From the data below, retype exactly the lines starting with the one that contains "This is related" and ending with the one that contains "MikeStall: I'm leaning", both included.
★ ★ ★ ★ ★
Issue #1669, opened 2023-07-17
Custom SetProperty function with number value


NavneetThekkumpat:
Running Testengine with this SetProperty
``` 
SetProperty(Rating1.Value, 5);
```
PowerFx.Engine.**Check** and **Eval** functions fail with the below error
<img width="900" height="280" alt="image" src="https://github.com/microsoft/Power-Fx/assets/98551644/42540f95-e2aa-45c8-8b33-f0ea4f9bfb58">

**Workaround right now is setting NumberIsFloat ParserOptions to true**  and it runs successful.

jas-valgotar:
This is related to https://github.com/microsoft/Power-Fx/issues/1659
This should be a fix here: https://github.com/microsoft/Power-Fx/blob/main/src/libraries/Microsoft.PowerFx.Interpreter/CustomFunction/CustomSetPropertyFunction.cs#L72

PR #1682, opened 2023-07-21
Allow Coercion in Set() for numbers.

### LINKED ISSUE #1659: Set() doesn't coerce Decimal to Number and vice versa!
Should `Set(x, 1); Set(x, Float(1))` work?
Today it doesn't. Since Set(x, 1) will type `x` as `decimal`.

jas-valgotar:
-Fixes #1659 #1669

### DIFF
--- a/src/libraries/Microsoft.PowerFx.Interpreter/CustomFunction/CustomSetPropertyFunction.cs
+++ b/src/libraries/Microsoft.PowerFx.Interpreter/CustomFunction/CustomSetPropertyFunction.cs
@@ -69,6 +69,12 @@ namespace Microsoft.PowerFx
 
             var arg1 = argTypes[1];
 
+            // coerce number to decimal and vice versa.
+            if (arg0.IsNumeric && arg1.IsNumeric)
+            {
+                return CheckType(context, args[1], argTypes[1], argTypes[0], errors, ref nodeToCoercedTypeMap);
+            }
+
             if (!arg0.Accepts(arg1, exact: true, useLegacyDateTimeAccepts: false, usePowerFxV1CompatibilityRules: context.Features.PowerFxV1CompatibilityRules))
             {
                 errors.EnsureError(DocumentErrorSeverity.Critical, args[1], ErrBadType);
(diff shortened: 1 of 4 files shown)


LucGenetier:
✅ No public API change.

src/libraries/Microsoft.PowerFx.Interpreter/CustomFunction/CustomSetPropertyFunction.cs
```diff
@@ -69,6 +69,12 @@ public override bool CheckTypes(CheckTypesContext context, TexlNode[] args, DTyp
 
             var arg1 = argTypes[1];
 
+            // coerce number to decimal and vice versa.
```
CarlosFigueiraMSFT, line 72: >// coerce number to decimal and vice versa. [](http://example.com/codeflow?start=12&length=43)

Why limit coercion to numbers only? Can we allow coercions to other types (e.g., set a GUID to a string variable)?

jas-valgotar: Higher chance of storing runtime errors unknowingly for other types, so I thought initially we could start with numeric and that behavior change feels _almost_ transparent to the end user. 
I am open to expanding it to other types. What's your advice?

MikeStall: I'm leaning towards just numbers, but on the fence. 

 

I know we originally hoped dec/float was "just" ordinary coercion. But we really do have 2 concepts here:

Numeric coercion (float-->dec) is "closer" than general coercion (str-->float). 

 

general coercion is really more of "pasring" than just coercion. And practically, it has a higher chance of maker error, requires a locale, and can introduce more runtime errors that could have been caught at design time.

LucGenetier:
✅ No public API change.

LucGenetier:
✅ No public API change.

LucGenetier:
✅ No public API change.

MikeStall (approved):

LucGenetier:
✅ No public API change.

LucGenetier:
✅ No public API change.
★ ★ ★ ★ ★
Reply:
This is related to https://github.com/microsoft/Power-Fx/issues/1659
This should be a fix here: https://github.com/microsoft/Power-Fx/blob/main/src/libraries/Microsoft.PowerFx.Interpreter/CustomFunction/CustomSetPropertyFunction.cs#L72

PR #1682, opened 2023-07-21
Allow Coercion in Set() for numbers.

### LINKED ISSUE #1659: Set() doesn't coerce Decimal to Number and vice versa!
Should `Set(x, 1); Set(x, Float(1))` work?
Today it doesn't. Since Set(x, 1) will type `x` as `decimal`.

jas-valgotar:
-Fixes #1659 #1669

### DIFF
--- a/src/libraries/Microsoft.PowerFx.Interpreter/CustomFunction/CustomSetPropertyFunction.cs
+++ b/src/libraries/Microsoft.PowerFx.Interpreter/CustomFunction/CustomSetPropertyFunction.cs
@@ -69,6 +69,12 @@ namespace Microsoft.PowerFx
 
             var arg1 = argTypes[1];
 
+            // coerce number to decimal and vice versa.
+            if (arg0.IsNumeric && arg1.IsNumeric)
+            {
+                return CheckType(context, args[1], argTypes[1], argTypes[0], errors, ref nodeToCoercedTypeMap);
+            }
+
             if (!arg0.Accepts(arg1, exact: true, useLegacyDateTimeAccepts: false, usePowerFxV1CompatibilityRules: context.Features.PowerFxV1CompatibilityRules))
             {
                 errors.EnsureError(DocumentErrorSeverity.Critical, args[1], ErrBadType);
(diff shortened: 1 of 4 files shown)


LucGenetier:
✅ No public API change.

src/libraries/Microsoft.PowerFx.Interpreter/CustomFunction/CustomSetPropertyFunction.cs
```diff
@@ -69,6 +69,12 @@ public override bool CheckTypes(CheckTypesContext context, TexlNode[] args, DTyp
 
             var arg1 = argTypes[1];
 
+            // coerce number to decimal and vice versa.
```
CarlosFigueiraMSFT, line 72: >// coerce number to decimal and vice versa. [](http://example.com/codeflow?start=12&length=43)

Why limit coercion to numbers only? Can we allow coercions to other types (e.g., set a GUID to a string variable)?

jas-valgotar: Higher chance of storing runtime errors unknowingly for other types, so I thought initially we could start with numeric and that behavior change feels _almost_ transparent to the end user. 
I am open to expanding it to other types. What's your advice?

MikeStall: I'm leaning towards just numbers, but on the fence. 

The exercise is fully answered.